This is the argument made in Emmanuel Todd's After the Empire, one of the most important books of the last few years. Contrary to those Le Monde intellectuals who see the US as a super-superpower, a hyperpuissance, Todd, a French demographer and author of a book correctly foreseeing the fall of the Soviet Union, says the US has become a "big little bully" incapable of picking on anyone its own size. It makes a show of force attacking the weak--dirtpoor countries with no air defences, such as Iraq and Afghanistan--because a "show" is precisely what it is.
"These conflicts that represent little or no military risk allow the United States to be 'present' throughout the world. The United States works to maintain the illusory fiction of the world as a dangerous place in need of America's protection."
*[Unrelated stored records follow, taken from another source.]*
PR #333, opened 2019-11-21
Clearly report backend misconfiguration

arielshaqed:
When the backend is misconfigured and `_handler` is missing the
default backend does not give a JSON response.  Fail accordingly and
print a readable error message.

This is end-user-visible, of course -- but so is the existing behavior of
printing
```
SyntaxError: Unexpected token < in JSON at position 0
```

### DIFF
--- a/common/changes/@reshuffle/react-auth/feature-better-_handler-error-message_2019-11-21-08-41.json
+++ b/common/changes/@reshuffle/react-auth/feature-better-_handler-error-message_2019-11-21-08-41.json
@@ -1,0 +1,11 @@
+{
+  "changes": [
+    {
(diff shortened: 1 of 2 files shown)


arielshaqed:
New behaviour: this error message *in red*:
```
Error: Failed to GET /whoami JSON data: backend may be missing _handler.js.
```

arielshaqed:
Tested by packing and hiding `_handler.js` from `auth-template`.  Got desired error message.

arielshaqed:
Test failing due to webapp testing misconfiguration -- unrelated.  Pulling after consulting.
Thanks!

PR #334, opened 2019-11-21
Support auth flow in new window

bergundy:


passport/src/auth-handler.ts
```diff
@@ -123,6 +154,25 @@ export function createAuthHandler(): express.Express {
...
+      .end(`
+  <!doctype html>
+  <html lang="en">
+    <head>
+      <title>Redirect page</title>
+      <meta charset="utf-8">
+    </head>
+    <body>
+      <script>
+        window.localStorage.setItem('__reshuffle__login', new Date().toString());
```
arielshaqed: This is local storage, but auth is on a cookie.  Won't this cause weirdness?

arielshaqed:
# Thanks!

Problem is, the fiction is only fooling Americans. The rest of the world has wised up. Todd points out that Germany, Russia, France, and even Turkey declined to join our great adventure in Iraq, and guess what?--nothing happened! Apart from sappy boycotts and juvenile gestures ("freedom fries"), they went unpunished. "True power is economic power, and that is what America lacks today." (Because of our indebtedness and deficits--we're a superpower depending on the kindness of creditors.) Moreover, the smaller countries that did lend minor support in Iraq have nearly all withdrawn from the fray, or about to do so, having unheeded the warning Todd lays down in his concluding chapter:
"We should not follow America's military leaders for whom the term 'theater of operations' has ceased being a metaphor. Fighting alongside the Americans in Iraq would only amount to playing a small role in a bloody vaudeville show."
[...]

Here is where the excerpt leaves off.